[Opening Extracted data section]

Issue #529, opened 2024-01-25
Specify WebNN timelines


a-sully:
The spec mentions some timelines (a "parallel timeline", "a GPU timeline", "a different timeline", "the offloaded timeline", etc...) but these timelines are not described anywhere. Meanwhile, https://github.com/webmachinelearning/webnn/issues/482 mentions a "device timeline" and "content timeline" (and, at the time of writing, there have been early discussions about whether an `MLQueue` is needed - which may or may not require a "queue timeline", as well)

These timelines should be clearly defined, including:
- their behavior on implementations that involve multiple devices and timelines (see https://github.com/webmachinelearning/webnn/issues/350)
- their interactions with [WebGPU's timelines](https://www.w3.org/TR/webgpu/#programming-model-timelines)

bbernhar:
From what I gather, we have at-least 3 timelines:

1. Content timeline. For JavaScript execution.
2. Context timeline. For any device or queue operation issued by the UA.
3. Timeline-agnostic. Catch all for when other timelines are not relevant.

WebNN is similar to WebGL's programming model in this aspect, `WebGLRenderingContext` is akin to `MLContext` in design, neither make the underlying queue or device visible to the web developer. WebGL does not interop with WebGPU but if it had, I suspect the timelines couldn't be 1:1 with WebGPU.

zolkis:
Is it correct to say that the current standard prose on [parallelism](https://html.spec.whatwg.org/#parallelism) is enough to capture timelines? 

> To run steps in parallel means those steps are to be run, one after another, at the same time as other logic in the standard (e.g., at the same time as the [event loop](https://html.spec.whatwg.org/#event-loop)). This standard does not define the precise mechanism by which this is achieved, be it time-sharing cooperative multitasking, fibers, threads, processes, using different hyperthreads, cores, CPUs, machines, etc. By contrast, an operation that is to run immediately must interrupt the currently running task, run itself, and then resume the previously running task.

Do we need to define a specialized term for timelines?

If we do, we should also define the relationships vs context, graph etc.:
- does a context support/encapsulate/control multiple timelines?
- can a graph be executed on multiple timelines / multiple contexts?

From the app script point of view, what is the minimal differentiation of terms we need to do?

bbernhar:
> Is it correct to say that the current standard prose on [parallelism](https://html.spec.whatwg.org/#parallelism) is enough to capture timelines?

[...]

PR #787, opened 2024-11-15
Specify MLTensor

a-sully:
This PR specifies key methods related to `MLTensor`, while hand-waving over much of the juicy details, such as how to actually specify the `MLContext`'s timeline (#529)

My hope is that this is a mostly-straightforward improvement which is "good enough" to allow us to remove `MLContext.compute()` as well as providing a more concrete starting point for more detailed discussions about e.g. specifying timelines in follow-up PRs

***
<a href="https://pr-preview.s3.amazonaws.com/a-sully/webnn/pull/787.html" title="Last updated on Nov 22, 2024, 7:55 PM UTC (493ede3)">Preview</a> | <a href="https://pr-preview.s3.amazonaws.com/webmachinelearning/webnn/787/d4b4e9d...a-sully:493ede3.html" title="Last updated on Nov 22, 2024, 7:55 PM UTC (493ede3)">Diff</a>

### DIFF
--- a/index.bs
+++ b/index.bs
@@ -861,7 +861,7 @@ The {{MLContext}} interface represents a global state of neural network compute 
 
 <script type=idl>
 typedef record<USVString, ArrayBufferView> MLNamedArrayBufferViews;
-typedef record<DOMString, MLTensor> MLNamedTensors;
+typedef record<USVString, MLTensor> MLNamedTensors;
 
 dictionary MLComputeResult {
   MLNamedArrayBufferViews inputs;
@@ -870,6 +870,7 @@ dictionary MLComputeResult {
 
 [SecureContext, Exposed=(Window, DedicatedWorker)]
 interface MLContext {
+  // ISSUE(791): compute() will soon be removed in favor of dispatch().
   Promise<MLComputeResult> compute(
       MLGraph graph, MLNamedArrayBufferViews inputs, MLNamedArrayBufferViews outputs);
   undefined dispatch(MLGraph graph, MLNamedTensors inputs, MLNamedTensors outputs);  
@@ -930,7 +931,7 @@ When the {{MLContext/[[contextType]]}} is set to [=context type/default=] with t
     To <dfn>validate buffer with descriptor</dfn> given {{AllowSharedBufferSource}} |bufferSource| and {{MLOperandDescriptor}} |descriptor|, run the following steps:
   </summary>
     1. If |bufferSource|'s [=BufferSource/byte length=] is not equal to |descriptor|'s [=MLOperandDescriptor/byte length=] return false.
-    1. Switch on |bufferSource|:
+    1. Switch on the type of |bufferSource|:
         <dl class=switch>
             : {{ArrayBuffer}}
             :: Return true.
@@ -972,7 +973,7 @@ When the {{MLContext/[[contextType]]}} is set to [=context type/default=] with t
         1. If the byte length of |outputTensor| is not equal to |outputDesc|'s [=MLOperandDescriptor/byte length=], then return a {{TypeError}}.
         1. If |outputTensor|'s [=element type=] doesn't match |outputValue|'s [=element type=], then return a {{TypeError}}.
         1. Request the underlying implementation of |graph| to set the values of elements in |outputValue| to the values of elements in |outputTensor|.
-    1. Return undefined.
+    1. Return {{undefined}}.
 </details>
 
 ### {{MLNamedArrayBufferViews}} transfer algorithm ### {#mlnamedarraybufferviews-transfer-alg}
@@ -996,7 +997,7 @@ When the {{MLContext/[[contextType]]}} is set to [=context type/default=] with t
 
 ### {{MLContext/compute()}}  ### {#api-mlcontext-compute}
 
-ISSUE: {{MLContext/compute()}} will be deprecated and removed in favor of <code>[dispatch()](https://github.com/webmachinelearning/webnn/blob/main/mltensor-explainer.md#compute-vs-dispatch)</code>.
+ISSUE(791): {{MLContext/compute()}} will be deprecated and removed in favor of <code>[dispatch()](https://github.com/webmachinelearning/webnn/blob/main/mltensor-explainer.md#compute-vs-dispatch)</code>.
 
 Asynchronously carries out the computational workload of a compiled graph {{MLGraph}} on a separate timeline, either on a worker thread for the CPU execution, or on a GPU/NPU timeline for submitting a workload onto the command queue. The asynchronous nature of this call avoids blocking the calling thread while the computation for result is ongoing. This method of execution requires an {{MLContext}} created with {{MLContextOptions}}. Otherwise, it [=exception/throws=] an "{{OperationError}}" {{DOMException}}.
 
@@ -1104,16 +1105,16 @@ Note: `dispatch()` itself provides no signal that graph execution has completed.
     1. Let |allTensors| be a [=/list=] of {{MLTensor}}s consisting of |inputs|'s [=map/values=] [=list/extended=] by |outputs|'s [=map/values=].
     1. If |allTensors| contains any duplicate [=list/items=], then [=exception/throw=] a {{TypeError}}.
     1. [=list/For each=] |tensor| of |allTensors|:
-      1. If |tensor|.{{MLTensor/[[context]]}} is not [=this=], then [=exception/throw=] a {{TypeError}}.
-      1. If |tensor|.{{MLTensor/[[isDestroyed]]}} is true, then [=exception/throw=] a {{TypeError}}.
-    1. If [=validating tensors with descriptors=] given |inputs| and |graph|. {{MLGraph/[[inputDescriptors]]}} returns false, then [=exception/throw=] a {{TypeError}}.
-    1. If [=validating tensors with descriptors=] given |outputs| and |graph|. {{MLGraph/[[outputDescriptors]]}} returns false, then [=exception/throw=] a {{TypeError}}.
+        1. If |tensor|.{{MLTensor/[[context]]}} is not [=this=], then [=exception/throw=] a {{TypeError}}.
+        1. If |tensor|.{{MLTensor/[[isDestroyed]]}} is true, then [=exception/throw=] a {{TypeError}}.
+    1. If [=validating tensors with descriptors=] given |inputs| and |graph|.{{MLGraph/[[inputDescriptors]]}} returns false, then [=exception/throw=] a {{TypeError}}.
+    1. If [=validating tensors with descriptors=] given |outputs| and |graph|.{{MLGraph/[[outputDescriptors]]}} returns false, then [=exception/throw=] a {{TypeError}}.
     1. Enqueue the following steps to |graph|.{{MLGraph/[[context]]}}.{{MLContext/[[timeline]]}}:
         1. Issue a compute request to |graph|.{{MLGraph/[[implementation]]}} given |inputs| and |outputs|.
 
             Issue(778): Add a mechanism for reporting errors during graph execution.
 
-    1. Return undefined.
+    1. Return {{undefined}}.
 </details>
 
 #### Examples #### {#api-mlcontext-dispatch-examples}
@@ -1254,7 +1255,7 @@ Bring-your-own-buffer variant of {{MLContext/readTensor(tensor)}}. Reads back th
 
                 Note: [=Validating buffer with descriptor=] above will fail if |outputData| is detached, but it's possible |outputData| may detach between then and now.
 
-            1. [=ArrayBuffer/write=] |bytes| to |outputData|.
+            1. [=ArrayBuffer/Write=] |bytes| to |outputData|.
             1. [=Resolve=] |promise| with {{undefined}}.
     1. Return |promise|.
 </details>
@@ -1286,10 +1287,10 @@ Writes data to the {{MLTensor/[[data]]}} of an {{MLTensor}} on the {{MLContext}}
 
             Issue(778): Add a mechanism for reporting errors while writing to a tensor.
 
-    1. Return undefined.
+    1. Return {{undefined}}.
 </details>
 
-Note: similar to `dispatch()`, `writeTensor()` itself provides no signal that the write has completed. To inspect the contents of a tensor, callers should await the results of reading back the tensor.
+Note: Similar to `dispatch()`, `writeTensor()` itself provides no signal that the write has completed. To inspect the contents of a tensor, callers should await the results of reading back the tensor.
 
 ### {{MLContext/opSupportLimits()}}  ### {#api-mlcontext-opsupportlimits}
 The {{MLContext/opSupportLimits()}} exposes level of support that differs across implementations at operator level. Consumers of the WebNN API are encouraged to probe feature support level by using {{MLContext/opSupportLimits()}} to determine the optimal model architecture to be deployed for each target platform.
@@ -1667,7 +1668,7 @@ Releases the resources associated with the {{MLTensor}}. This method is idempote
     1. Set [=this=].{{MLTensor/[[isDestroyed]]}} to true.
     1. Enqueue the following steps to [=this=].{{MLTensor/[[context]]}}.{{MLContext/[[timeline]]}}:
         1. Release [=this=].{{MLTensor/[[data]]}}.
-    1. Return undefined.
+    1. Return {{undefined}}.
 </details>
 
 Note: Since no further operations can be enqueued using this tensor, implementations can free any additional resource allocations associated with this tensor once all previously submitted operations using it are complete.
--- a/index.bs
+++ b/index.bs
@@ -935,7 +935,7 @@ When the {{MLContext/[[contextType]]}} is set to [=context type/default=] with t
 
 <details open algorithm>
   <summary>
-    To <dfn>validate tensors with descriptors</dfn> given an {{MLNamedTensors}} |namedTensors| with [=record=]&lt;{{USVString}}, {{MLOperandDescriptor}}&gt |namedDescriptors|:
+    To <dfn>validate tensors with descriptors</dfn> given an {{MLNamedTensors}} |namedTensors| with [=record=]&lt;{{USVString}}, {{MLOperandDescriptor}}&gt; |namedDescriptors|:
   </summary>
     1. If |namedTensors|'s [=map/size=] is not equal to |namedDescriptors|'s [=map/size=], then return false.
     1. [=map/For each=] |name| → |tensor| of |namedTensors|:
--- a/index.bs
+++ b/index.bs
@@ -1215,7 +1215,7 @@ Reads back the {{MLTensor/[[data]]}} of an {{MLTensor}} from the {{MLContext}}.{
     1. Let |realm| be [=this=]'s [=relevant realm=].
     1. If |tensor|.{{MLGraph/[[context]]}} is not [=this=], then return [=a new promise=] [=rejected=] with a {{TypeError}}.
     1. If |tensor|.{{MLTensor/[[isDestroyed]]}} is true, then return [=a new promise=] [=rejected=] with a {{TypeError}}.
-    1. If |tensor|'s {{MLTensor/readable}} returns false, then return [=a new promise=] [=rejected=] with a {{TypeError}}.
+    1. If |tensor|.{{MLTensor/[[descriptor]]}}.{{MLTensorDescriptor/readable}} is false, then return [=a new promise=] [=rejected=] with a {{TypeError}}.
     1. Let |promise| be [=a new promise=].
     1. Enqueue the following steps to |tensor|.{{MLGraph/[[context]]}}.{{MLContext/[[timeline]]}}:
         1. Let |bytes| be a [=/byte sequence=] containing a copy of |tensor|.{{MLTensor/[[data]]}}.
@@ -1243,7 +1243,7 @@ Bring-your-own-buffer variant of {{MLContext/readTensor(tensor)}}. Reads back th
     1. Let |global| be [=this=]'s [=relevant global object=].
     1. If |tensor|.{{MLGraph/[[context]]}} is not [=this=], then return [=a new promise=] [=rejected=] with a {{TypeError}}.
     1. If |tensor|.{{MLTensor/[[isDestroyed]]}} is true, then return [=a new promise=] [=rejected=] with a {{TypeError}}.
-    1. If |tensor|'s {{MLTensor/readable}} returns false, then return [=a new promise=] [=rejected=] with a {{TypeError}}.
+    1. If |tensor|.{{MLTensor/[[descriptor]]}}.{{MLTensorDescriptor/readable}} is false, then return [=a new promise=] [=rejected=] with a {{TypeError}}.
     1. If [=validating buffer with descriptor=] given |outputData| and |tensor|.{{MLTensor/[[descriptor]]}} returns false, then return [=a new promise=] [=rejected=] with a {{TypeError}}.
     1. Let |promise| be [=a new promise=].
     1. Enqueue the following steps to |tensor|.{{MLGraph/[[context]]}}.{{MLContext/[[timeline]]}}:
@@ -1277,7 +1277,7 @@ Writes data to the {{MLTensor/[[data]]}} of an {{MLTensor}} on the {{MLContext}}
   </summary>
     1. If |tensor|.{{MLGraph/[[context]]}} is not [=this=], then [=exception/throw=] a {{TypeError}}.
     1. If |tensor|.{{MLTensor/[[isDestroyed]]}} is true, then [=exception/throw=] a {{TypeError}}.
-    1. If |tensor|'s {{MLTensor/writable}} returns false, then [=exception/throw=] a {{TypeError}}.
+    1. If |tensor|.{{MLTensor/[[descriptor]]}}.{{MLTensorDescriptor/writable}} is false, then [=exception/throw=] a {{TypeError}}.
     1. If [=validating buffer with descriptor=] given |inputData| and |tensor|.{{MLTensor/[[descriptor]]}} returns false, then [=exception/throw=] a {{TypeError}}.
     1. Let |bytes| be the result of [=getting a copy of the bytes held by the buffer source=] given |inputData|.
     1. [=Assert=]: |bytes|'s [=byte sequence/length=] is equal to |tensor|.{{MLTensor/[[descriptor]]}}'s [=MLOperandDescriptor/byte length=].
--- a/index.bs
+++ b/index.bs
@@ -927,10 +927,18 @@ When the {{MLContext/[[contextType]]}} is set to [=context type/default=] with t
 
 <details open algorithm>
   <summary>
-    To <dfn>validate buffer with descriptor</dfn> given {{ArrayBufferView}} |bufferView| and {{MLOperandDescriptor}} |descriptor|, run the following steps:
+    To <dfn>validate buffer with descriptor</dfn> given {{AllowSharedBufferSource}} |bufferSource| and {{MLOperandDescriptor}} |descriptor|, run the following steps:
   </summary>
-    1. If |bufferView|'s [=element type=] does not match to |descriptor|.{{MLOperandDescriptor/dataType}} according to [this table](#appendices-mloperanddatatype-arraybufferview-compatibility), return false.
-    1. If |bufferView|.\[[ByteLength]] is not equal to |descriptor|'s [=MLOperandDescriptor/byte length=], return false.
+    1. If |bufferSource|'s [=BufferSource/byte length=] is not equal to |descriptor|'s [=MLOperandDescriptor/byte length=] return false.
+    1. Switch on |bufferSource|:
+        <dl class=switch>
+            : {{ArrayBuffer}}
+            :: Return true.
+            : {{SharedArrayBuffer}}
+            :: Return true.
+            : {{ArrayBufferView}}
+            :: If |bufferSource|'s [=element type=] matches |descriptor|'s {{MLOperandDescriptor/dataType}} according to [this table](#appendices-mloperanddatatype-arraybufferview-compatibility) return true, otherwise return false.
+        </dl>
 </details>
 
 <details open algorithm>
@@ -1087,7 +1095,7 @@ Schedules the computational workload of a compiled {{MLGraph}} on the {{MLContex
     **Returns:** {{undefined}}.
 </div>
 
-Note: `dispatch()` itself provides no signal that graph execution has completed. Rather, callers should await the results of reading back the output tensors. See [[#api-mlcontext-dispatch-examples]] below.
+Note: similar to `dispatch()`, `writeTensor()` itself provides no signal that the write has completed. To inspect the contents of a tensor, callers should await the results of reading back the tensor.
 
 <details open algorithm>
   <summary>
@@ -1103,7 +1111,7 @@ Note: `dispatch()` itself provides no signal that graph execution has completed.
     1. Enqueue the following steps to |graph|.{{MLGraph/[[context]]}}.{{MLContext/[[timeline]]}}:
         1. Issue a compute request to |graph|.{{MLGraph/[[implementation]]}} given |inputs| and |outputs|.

[Closing Extracted data section]
[Opening Extracted data section]

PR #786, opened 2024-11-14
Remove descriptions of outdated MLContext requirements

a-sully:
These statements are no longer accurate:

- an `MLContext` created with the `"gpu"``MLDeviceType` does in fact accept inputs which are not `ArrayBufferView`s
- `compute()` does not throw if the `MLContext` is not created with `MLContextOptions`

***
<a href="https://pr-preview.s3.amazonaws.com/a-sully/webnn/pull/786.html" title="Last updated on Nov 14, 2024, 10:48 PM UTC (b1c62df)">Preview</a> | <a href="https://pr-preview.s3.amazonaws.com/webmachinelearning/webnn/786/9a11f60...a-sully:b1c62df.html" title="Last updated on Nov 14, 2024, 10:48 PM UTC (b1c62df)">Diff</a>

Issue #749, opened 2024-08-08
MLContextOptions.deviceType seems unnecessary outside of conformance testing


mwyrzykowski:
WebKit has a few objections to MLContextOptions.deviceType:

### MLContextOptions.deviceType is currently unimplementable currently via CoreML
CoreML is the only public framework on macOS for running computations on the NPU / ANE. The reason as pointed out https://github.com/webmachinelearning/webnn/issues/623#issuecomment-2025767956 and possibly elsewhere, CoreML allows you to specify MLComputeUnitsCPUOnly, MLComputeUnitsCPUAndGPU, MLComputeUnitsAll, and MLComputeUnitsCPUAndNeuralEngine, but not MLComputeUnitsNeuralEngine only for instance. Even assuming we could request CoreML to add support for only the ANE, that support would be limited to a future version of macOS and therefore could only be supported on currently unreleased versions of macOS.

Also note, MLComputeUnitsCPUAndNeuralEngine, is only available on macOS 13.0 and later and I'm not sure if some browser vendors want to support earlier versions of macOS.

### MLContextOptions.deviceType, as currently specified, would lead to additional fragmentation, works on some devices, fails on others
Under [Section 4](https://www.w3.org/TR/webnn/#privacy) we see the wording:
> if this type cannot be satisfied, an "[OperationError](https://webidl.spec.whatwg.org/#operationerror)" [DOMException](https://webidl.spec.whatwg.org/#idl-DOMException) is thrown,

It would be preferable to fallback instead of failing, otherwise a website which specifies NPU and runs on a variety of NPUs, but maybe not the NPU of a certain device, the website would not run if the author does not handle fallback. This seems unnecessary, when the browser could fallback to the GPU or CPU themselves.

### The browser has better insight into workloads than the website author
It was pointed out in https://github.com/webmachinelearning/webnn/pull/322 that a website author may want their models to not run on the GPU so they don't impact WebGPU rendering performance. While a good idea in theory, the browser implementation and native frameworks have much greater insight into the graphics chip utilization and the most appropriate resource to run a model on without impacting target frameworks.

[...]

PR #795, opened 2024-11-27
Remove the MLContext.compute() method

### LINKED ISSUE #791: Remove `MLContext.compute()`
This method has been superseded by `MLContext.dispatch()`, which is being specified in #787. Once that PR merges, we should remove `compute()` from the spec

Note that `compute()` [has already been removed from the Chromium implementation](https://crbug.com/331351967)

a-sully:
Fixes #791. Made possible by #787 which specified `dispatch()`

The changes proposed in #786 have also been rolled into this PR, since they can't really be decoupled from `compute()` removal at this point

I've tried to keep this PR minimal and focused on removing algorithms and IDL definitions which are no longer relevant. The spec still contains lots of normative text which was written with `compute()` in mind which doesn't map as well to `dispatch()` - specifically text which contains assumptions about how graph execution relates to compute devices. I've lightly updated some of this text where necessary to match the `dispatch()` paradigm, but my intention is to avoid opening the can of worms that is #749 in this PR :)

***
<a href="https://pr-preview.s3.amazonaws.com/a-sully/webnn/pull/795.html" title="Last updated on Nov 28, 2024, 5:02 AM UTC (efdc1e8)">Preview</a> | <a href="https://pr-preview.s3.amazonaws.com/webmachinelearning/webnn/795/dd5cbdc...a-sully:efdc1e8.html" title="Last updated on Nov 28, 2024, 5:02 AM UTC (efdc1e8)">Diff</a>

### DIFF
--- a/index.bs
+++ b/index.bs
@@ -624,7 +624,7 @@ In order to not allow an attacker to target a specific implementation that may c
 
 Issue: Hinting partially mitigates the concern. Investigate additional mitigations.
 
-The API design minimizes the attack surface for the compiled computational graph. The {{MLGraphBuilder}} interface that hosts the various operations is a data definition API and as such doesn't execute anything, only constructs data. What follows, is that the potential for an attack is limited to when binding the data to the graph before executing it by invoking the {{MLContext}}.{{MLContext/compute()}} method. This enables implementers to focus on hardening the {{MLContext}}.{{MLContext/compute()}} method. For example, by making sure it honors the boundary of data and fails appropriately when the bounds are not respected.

[Closing Extracted data section]
[Opening Extracted data section]

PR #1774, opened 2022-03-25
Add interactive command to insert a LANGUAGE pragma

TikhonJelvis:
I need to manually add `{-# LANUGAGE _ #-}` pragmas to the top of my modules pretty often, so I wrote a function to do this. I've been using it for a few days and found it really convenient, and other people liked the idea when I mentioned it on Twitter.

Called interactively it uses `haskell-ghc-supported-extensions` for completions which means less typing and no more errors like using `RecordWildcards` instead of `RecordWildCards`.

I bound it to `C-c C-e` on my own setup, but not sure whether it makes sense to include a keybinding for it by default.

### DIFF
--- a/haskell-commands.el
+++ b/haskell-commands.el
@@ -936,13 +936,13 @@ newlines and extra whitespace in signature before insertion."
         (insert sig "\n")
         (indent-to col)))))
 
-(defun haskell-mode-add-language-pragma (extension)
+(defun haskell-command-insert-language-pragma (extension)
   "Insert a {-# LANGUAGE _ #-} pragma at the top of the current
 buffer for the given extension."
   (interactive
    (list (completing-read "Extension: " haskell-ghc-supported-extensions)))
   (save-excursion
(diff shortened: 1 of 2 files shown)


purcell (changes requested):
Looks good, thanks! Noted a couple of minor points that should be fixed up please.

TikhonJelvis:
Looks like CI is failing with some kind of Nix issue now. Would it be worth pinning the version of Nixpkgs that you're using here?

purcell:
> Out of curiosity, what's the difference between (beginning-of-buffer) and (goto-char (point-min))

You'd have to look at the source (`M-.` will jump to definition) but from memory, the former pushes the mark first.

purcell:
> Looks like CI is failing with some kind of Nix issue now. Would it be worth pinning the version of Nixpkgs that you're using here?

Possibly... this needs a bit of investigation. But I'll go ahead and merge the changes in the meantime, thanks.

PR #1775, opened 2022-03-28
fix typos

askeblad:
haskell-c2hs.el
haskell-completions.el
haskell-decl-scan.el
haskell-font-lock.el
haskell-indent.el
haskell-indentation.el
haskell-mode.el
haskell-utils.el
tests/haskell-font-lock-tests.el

[Closing Extracted data section]

[Exercise prompt] Scan the material above for lines holding "Looks" and copy each of them.

[Response below]
Looks good, thanks! Noted a couple of minor points that should be fixed up please.
Looks like CI is failing with some kind of Nix issue now. Would it be worth pinning the version of Nixpkgs that you're using here?
> Looks like CI is failing with some kind of Nix issue now. Would it be worth pinning the version of Nixpkgs that you're using here?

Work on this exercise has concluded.